Interview with Jude Dunn

But if I Tell Him…?
How to get all the way to “I love you” without hyperventilating.

One Thing Leads> by Jude Dunn


“He loves me… he loves me not…. He loves me… he loves me not….” Remember pulling the petals off of flowers in elementary school while chanting that to discover the answer to the most important question in the world? Well, I remember watching girls do it. Guys wouldn’t be caught dead doing that. But we had the same thoughts and concerns even though we didn’t know how to express them.

Move ahead to middle school, then high school, then adult life. The same questions, the same concerns and worries, and the same hopes that, “Maybe he’ll say yes, maybe he’ll say he likes me” follow us throughout life. It’s a universal experience, isn’t it? We want to tell that special someone we love them, but we’re afraid of rejection.

Dion and Kenji love each other but don’t know how to say it. Before either man can, they’re split apart by a conniving, oversexed playboy who has dark designs on Dion. Read on as I tell Heloise what it’s like to write about the universal problem of people in love who can’t say they’re in love. But first here’s a synopsis of One Thing Leads to get you into the story. After the interview there’s a short bio of yours truly and the requisite excerpt, freebies, and “buy me!” linkage. Click and enjoy. Find out if Dion and Kenji find the courage to confess to each other.


What makes a young man go further than he ever thought he would?

Dion Bellamy is twenty-seven and studying social work at the University of Chicago. He has lived with Kenji Okamura, a construction worker, for a year and a half. Dion loves Kenji and passionately hopes Kenji feels the same, but he has never said the three big words. Then Grayson Sinclair, Dion’s schoolmate and a vivacious, oversexed playboy, comes between them.

One step at a time, barely aware where his steps are leading, Dion descends the slippery slope into a life of depravity. First, Grayson ensures Kenji is out of the way. Then he entices Dion to go clubbing with him, gets Dion drunk and high, and then takes him to a sex club, where he films Dion giving blow jobs to multiple men. He threatens to put the video online unless Dion signs a contract to work as a prostitute. Though he hardly understands how he reached this point, Dion must now figure out how to escape his fate and save himself.


VP: How did you celebrate your first book?

JD: I’m doing that now. One Thing Leads is my first novel, and I’m terribly proud.
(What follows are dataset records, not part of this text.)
PR #1661, opened 2022-09-07
[PATCH v1] helper: threads: update odph_thread_create() specification

MatiasElo:
Update `odph_thread_create()` specification to state that memory for output
thread table must be allocated from SHM memory in process mode. This is
required for child process startup synchronization.

### DIFF
--- a/helper/include/odp/helper/threads.h
+++ b/helper/include/odp/helper/threads.h
@@ -1,5 +1,5 @@
 /* Copyright (c) 2013-2018, Linaro Limited
- * Copyright (c) 2019-2021, Nokia
+ * Copyright (c) 2019-2022, Nokia
  * All rights reserved.
  *
  * SPDX-License-Identifier:     BSD-3-Clause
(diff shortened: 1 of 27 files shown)


helper/include/odp/helper/threads.h
```diff
@@ -241,9 +241,10 @@ void odph_thread_common_param_init(odph_thread_common_param_t *param);
  * Use odph_thread_common_param_init() and odph_thread_param_init() to
  * initialize parameters with default values.
  *
- * Thread table must be large enough to hold 'num' elements. Also the cpumask
+ * Thread table must be large enough to hold 'num' elements. Also, the cpumask
  * must contain 'num' CPUs. Threads are pinned to CPUs in order - the first
- * thread goes to the smallest CPU number of the mask, etc.
+ * thread goes to the smallest CPU number of the mask, etc. When creating Linux
+ * processes, memory for the output thread table must be allocated from ODP SHM.
```
JannePeltonen, line 247: It seems that there are also assumptions that the virtual address of the thread table is the same in all ODP threads/processes and that the thread table is accessible in the newly started threads/processes before odp_init_local() is called. I wonder if it is strictly ok, even though it would probably require a bit weird ODP SHM implementation for it not to work.

MatiasElo: The assumption has been that SHM memory reserved before fork is shareable between processes, but the SHM spec is quite ambiguous about this. The helper spec could be  changed to e.g. `... must be allocated from ODP SHM with appropriate SHM flags / ODP_SHM_SINGLE_VA.`, but I'm not sure if this is strictly necessary.

The point about using SHM memory before calling `odp_init_local()` is also quite tricky. Many of our current example applications wouldn't work if the implementation didn't support this.

PR #1664, opened 2022-09-13
[PATCH v3] api: crypto: add experimental ZUC-256 support

JannePeltonen:
Mention that ODP_CIPHER_ALG_ZUC_EEA3 and ODP_AUTH_ALG_ZUC_EIA3 may support 256 bit key length but that the support is experimental and subject to change. The standardization status of the algorithms is open and it is not clear what the defining specifications are. There are are already two different initialization schemes with different IV lengths defined.

Mention NEA3 and NIA3 in addition to EEA3 and EIA3 in the API as they are identical, respectively.


anoobj:

PR #1665, opened 2022-09-13
api: crypto: clarify current API and add new "operation types"

JannePeltonen:
This PR has the following patches:

- api: crypto: clarify that input packet is fully copied to output packet
    - no functional changes but better description on the expected functionality

- api: crypto: introduce a session parameter to control output packet handling
    - add "operation type" session parameter with three values:
        - legacy: backward compatible behaviour
        - copy: output packet allocated by ODP, copied from input packet and processed
        - combine: crypto output of input packet is written into a second packet (a copy of it), preserving other data and metadata of the second packet

- api: crypto: do not always consume input packets
    - add a per-packet flag to tell if a processed input packet should not be consumed but returned untouched.


JannePeltonen:
v2: fixed a couple of typos.

JannePeltonen:
v3: Split the second commit to two commits so that the addition of ODP_CRYPTO_OP_TYPE_COMBINE is now separate from the addition of the crypto op type. There are no actual code changes.

include/odp/api/spec/crypto.h
```diff
@@ -688,8 +722,11 @@ typedef struct odp_crypto_session_param_t {
 	/** Output pool
 	 *
 	 *  When the output packet is not specified during the call to
-	 *  crypto operation, the output packet will be allocated
-	 *  from this pool.
+	 *  crypto operation in the legacy operation type, the output
+	 *  packet will be allocated from this pool.
+	 *
+	 *  In ODP_CRYPTO_OP_TYPE_COPY operation types this must be set to
```
anoobj: When op_type is 'ODP_CRYPTO_OP_TYPE_COPY' which is the pool to be used for packet allocation?

JannePeltonen: It is the same pool as the input packet. See the documentation of odp_crypto_op() which says it.

anoobj: Thanks for the confirmation. So, the implementation is expected to get the pool from the input packet in datapath and then allocate new buffer?

Is the expectation to use odp_packet_pool() for getting the pool?

JannePeltonen: Conceptually, the implementation checks the pool of the input packet (e.g. using odp_packet_pool), allocates the output packet from that pool and then copies all data and metadata from the input packet to the output packet. Finally the implementation frees the input packet (except if the application has requested the input packet to be preserved, which I think is not the typical case). In practice the implementation could simply reuse the input packet (if the input packet is not to be preserved) and the end result would be the same. But the API does not promise that the input packet gets reused, so it is up to the implementation to reuse it or not.

anoobj: When input packet needs to be preserved, implementation is expected to do odp_packet_pool() and allocate from the same, right?

JannePeltonen: Yes (except, of course, the implementation can figure out the pool by any internal means, without calling ODP API functions).

JannePeltonen:
v4:
- Dropped the combine operation type and the input packet preservation from this PR.
- Renamed ODP_CRYPTO_OP_TYPE_COPY to ODP_CRYPTO_OP_TYPE_BASIC.
- Rebased

JannePeltonen:
The combine operation type and input packet preservation patches (rebased on this PR) can be found in crypto-api-impr-2 branch for reference.

include/odp/api/spec/crypto.h
```diff
@@ -1408,12 +1437,32 @@ int odp_crypto_result(odp_crypto_packet_result_t *result,
...
+ *
+ * The offset of the crypto range and auth range in the output packet is
+ * the same as in the input packet, adjusted by dst_offset_shift operation
+ * parameter.
+ *
+ * pkt_out[n] must be a valid handle to a packet that is long enough to
+ * contain the shifted crypto range, auth range and, in encode sesstions,
+ * the MAC/digest result. pkt_out[n] must not be the same as the input
+ * packet.
+ *
```
psavol, line 1459: Two typos above: partuicular, sesstions

JannePeltonen: Fixed in v6.

JannePeltonen:
v6: fixed typos

JannePeltonen:
v7: rebased

JannePeltonen:
v8: fixed whitespace errors introduced during rebase

anoobj:
API changes look fine.

@JannePeltonen Do you have plans to introduce unit tests?

JannePeltonen:
v9:
- Clarify that the OOP mode works as if crypto-range and auth range were copied to the output packet and then the output packet was processed
- Clarify that output packets in the OOP mode must be separate
- Add input packet (in the OOP mode) in the result provided by odp_crypto_result() and make it clear that the input packet may not be used until the operation is complete
- Add a patch that allows post processing in odp_crypto_result() by requiring that the result function is called before packet data of the output packet can be assumed to be valid

JannePeltonen:
v10: clarified the text regarding changing memory layout and removed the ambiguous "data offset" term.

include/odp/api/spec/crypto_types.h
```diff
@@ -986,6 +1015,12 @@ typedef struct odp_crypto_packet_result_t {
...
 	odp_bool_t  ok;
 
+	/** Input packet passed to odp_crypo_op_enq() when the operation
+	 *  type of the session is ODP_CRYPTO_OP_TYPE_OOP. In other cases
+	 *  this field does not have a valid value.
+	 */
+	odp_packet_t pkt_in;
+
 	/** Cipher status */
 	odp_crypto_op_status_t cipher_status;
```
anoobj, line 1025: Should we make it such that this filed & auth_status would only have valid values when crypto operation is not OK? Then we can skip updating the field.

Other option is to have a union of both cipher status & auth_status,

union crypto_result_status {
    struct status {
        uint8_t cipher_status;
        uint8_t auth_status;
    } s;
    uint16_t u16;
};

JannePeltonen: We could, but since that is a backward-incompatible change, we could other changes as well, like deprecating the separate HW-error fields and maybe packing the cipher and auth error statuses tighter (not a union but something that can hold both). But all that is should probably be in a separate PR or at least in a separate set of patches.

anoobj: Agreed. This change increases the size of the structure. So, isn't this already backwards-incompatible change? Anyway, please consider reducing the size of the structure when we work on improving the result mechanism.

anoobj:
API change looks fine.

include/odp/api/spec/crypto.h
```diff
@@ -316,12 +316,35 @@ int odp_crypto_result(odp_crypto_packet_result_t *result,
...
+ * output packet passed through pkt_out[n]. Input packets are not consumed
+ * nor modified. Memory layout (including packet data pointers, head and
+ * tail room, segmentation) of the output packet may change during the
+ * operation.
+ *
+ * Crypto output is the processed crypto_range, auth_range and
+ * MAC/digest (in encode sessions) of the input packet. The operation
+ * behaves as if crypto range and auth range were first copied from the
+ * input packet to the output packet and then the crypto operation
+ * was applied to the output packet.
```
JannePeltonen, line 331: I am afraid there might be slight ambiguity here in a couple cases:

1) If a cipher or auth algorithm is null (the other algorithm may or may not be null), is the corresponding cipher or auth range copied to the packet? The current text implies that it is, and it would be kind-of consistent and maybe also handy at times, but I wonder if we should specify that the range of the null algorithm is ignored for this purpose.

2) Algorithms providing authenticated encryption ignore the auth_range parameter. Maybe we should state that it is ignored also for the purpose of the conceptual pre-crypto data copy in this OOP case.

include/odp/api/spec/crypto_types.h
JannePeltonen: Merely adding fields in a structure is considered backward compatible in ODP, since it does not break reasonably sensibly written code. The field is never needed by old code that does not know about the OOP operation type. It is similar to adding new optionally-filled fields (with good defaults) in some config structure: well written code does not break, but code that relies on the physical size and/or padding details of the structure can break (but it could then break with a new compiler too).

include/odp/api/spec/crypto.h
anoobj: > The current text implies that it is, and it would be kind-of consistent and maybe also handy at times, but I wonder if we should specify that the range of the null algorithm is ignored for this purpose.

There are two cases here,
1. For cipher only cases etc, auth would be NULL and do we want copy to happen based on auth range? I guess we should not do that. And so, it is fair to say that the range is ignored.
2. For NULL cipher + NULL auth, do we need to copy? If yes, based on which range?

> Algorithms providing authenticated encryption ignore the auth_range parameter. Maybe we should state that it is ignored also for the purpose of the conceptual pre-crypto data copy in this OOP case.

Is that the case? At least for PDCP, I'm aware of a case where authenticated range and ciphered range would be different.

include/odp/api/spec/crypto_types.h
anoobj: Understood.

include/odp/api/spec/crypto.h
JannePeltonen: > For cipher only cases etc, auth would be NULL and do we want copy to happen based on auth range? I guess we should not do that.

Then I think an API update is needed. If the range would be copied even with null algorithm, one could still avoid the copy by setting range length to zero. But I think just ignoring the range might be better.

> For NULL cipher + NULL auth, do we need to copy? If yes, based on which range?

I do not think null+null should be a special case. If null range is ignored when the other algorithm is not null, then in this case both ranges would be ignored and nothing would get copied. OTOH, if null range is not ignored, then in this null-null case both ranges would get copied.

I think I will update the API a bit regarding this after discussing internally. Maybe I also add clarification on how hash_result_offset is interpreted in the case of OOP with a shift (shift is not applied, but whether the offset applies to the input packet or output packet depends on the direction (encode vs. decode).

anoobj: Agreed.

JannePeltonen:
v11:

This PR now depends on the commits of PR 1743 (removal of deprecated per-session IVs) and includes those commits as the first five commits. Those commits are not part of the review in this PR and will disappear as soon as they get merged to master and this PR then gets rebased.

Changes in V11:
- API changes regarding the out-of-place op type: clarify that dst_offset_shift is in bytes, specify that ignored crypto and auth ranges are not copied in the output packet, specify that the bytes in hash result location are not modified in the input packet but may be undefined in the corresponding location of the output packet if the hash result location overlaps the cipher or auth ranges.
- Added implementations: basic type is implemented by all crypto modules. OOP type only by the openssl module and in a very simple way.

JannePeltonen:
v12
- fixed casting warnings on 32-bit systems
- added commits that revamps validation test code a bit and add tests for the new operation types

JannePeltonen:
v14: rebased to get rid of the prerequisite commits that are now in master

psavol:
Reviewed API spec changes in v14. Those are OK.

include/odp/api/spec/crypto.h
```diff
@@ -363,6 +363,10 @@ int odp_crypto_op(const odp_packet_t pkt_in[],
  * creation on the packets. Behaves otherwise like odp_crypto_op() but
  * returns output packets through events.
  *
+ * With other operation types than ODP_CRYPTO_OP_TYPE_LEGACY, packet
```
anoobj, line 366: How about

"With operation types other than..."

JannePeltonen: Yes, that is better english. Will change in the next version.

test/validation/api/crypto/odp_crypto_test_inp.c
```diff
@@ -564,40 +504,168 @@ static int prepare_input_packet(const alg_test_param_t *param,
...
-	uint8_t *expected_bytes;
+#define MAX_IGNORED_RANGES 3
 
-	/* crypto output is undefined if authentication fails */
-	if (param->wrong_digest)
+/*
+ * Output packet parts that we ignore since they have undefined values
+ */
+typedef struct ignore_t {
+	uint32_t byte_offset;	/* offset to a byte which has bits to be ignored */
```
anoobj, line 573: With bit mode, are we testing non-byte aligned memory also?

This may require a capability. MRVL doesn't support non-byte aligned and as per PDCP non-byte aligned is not required.

JannePeltonen: No, we are not testing non-byte aligned ranges in bit mode. ODP API requires that the starting offset of cipher range or auth range is byte aligned even with algorithms that operate in bit mode. This what the API spec says:

```
         * Note: data buffer MUST start on the byte boundary, using offset
         * which is not divisible by 8 is unsupported and will result in
         * unspecified behaviour.
```

The length of the range in bit mode algorithms does not need to be a multiple of 8 bits. In that case the bits of the last byte that are undefined after the operation, which is that this byte_offset and byte_mask in ingore_t are trying to handle.

anoobj: > The length of the range in bit mode algorithms does not need to be a multiple of 8 bits.
MRVL does not support such operations. Can this be protected with some capability check?

anoobj: Thanks Janne for clarification. That capability flag should do. We will make adjustments if required.

platform/linux-generic/odp_crypto_openssl.c
```diff
@@ -2711,6 +2724,113 @@ int crypto_int(odp_packet_t pkt_in,
...
+ * with shifting by dst_offset_shift.
+ */
+static void copy_ranges(odp_packet_t dst,
+			odp_packet_t src,
+			const odp_crypto_generic_session_t *session,
+			const odp_crypto_packet_op_param_t *param)
+{
+	odp_packet_data_range_t c_range = param->cipher_range;
+	odp_packet_data_range_t a_range = param->auth_range;
+	uint32_t shift = param->dst_offset_shift;
```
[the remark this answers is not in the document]
JannePeltonen: Changed the type to signed in v15 but did not yet add any checks (if we start validating packet op input, it might be good to check the ranges etc and with all operation types. I am thinking about making a separate PR about that).

JannePeltonen:
v15: rebased, added review-tags in the API commits, made the grammar improvement in the API sentence, changed the type of the variable to signed (does not change the outcome).

JannePeltonen:
v16: updated review-tags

I treated myself to a fabulous dinner and rejoiced with friends, and I’m discovering what it means to connect with people who are reading my work, including the short pieces I’ve published before. Mostly I’m thinking about my next project, which I can’t wait to get back to working on.

VP: What made you want to write One Thing Leads?

JD: One Thing Leads operates on three levels, each of which is fascinating to me, each of which I wanted to explore. On the surface it’s a vicarious thrill ride into a world most of us will never visit, where a power-hungry playboy tries to enslave beautiful men as prostitutes. It’s also a love story about two men who are separated and have to find their way back together. But beneath both of these is a cautionary tale about how one thing leads to another, each one a seemingly small step, almost trivial by itself, but together they all add up to a trip down a dangerous road. All three of these are woven together in One Thing Leads.

VP: Are you a plotter or pantser?

JD: I’m both. To illustrate what I mean, imagine hearing this when you get home tonight: “Honey, guess what? I’ve got the last week of the month off. We’re going on a road trip!”

If your partner is a plotter, he simply must have a firm destination, a quite specific route, and a detailed plan for stops along the way. If she’s a pantser, she lives for the opportunity to just throw clothes in a bag and jump in the car. Never mind if the clothes are the right ones weather-wise, because the pantser doesn’t know where she’s headed, only that she’s excited about the trip.

When writing I like having an initial destination and a plan for getting there, but I’m flexible. If one or more of my characters has a hankering to turn off the road and see “what’s out there,” then I’m willing to follow for a bit. Some of the best improvements in a story can happen that way.

VP: What other genres do you write in?

JD: I love science fiction. I’ve been a fan since I was a preteen. I have several M/M romances in the SF genre that are percolating right now.

VP: What is a typical writing day like for you?

JD: I work a part-time job in addition to my full-time day job, so time is at a premium. I live in Chicago and don’t have a car, and I take public transportation everywhere. That’s turned out to be a blessing. I write on the El on the way to and from work and at the public library at the end of the day. In fact, about sixty percent of One Thing Leads was written on the train. I’m not sure what I’d do with a quiet room at home, my favorite tea, and a candle to the side to calm me as so many authors have.

About Jude

I’m a southern boy who lives in Chicago and enjoys fine wine, dark chocolate, and plays jazz piano from time to time. Most of all, I love writing gay romance and erotica that will touch your heart and make you laugh.